▶ Task directions
Would you reproduce the entries that follow exactly as they appear?

(Collected data entries)
*** Block opens ***

PR #19666, opened 2025-11-12
feat: limit handling of incoming txs to trusted peers

0xKarl98:
This closes issue #19652 , please check if it meest the requirement @mattsse @Rjected @klkvr 

closes #19652

### DIFF
--- a/crates/net/network/src/transactions/mod.rs
+++ b/crates/net/network/src/transactions/mod.rs
@@ -1283,11 +1283,11 @@ where
     }
 
     /// Returns true if the ingress policy allows processing messages from the given peer.
-    fn accepts_incoming_from(&self, peer_id: PeerId) -> bool {
+    fn accepts_incoming_from(&self, peer_id: &PeerId) -> bool {
         if self.config.ingress_policy.allows_all() {
             return true;
         }
-        let Some(peer) = self.peers.get(&peer_id) else {
+        let Some(peer) = self.peers.get(peer_id) else {
             return false;
         };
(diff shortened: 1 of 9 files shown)


crates/node/core/src/args/network.rs
```diff
@@ -162,6 +162,12 @@ pub struct NetworkArgs {
     #[arg(long = "tx-propagation-policy", default_value_t = TransactionPropagationKind::All)]
     pub tx_propagation_policy: TransactionPropagationKind,
 
+    /// Transaction ingress policy
+    ///
+    /// Determines which peers' transactions are accepted over P2P.
+    #[arg(long = "tx-ingress-policy", default_value_t = TransactionIngressPolicy::All)]
+    pub tx_ingress_policy: TransactionIngressPolicy,
```
mattsse, line 169: this makes sense

crates/net/network/src/transactions/mod.rs
```diff
@@ -1282,10 +1282,25 @@ where
         }
     }
 
+    /// Returns true if the ingress policy allows processing messages from the given peer.
+    fn accepts_incoming_from(&self, peer_id: PeerId) -> bool {
+        if self.config.ingress_policy.allows_all() {
+            return true;
+        }
```
mattsse, line 1289: this is great, then this is basically 0 overhead for the default case

mattsse (approved):
this is great, clean


this has effectively 0 overhead for the default case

*** Block closes ***

▶ Exercise solution
PR #19666, opened 2025-11-12
feat: limit handling of incoming txs to trusted peers

0xKarl98:
This closes issue #19652 , please check if it meest the requirement @mattsse @Rjected @klkvr 

closes #19652

### DIFF
--- a/crates/net/network/src/transactions/mod.rs
+++ b/crates/net/network/src/transactions/mod.rs
@@ -1283,11 +1283,11 @@ where
     }
 
     /// Returns true if the ingress policy allows processing messages from the given peer.
-    fn accepts_incoming_from(&self, peer_id: PeerId) -> bool {
+    fn accepts_incoming_from(&self, peer_id: &PeerId) -> bool {
         if self.config.ingress_policy.allows_all() {
             return true;
         }
-        let Some(peer) = self.peers.get(&peer_id) else {
+        let Some(peer) = self.peers.get(peer_id) else {
             return false;
         };
(diff shortened: 1 of 9 files shown)


crates/node/core/src/args/network.rs
```diff
@@ -162,6 +162,12 @@ pub struct NetworkArgs {
     #[arg(long = "tx-propagation-policy", default_value_t = TransactionPropagationKind::All)]
     pub tx_propagation_policy: TransactionPropagationKind,
 
+    /// Transaction ingress policy
+    ///
+    /// Determines which peers' transactions are accepted over P2P.
+    #[arg(long = "tx-ingress-policy", default_value_t = TransactionIngressPolicy::All)]
+    pub tx_ingress_policy: TransactionIngressPolicy,
```
mattsse, line 169: this makes sense

crates/net/network/src/transactions/mod.rs
```diff
@@ -1282,10 +1282,25 @@ where
         }
     }
 
+    /// Returns true if the ingress policy allows processing messages from the given peer.
+    fn accepts_incoming_from(&self, peer_id: PeerId) -> bool {
+        if self.config.ingress_policy.allows_all() {
+            return true;
+        }
```
mattsse, line 1289: this is great, then this is basically 0 overhead for the default case

mattsse (approved):
this is great, clean


this has effectively 0 overhead for the default case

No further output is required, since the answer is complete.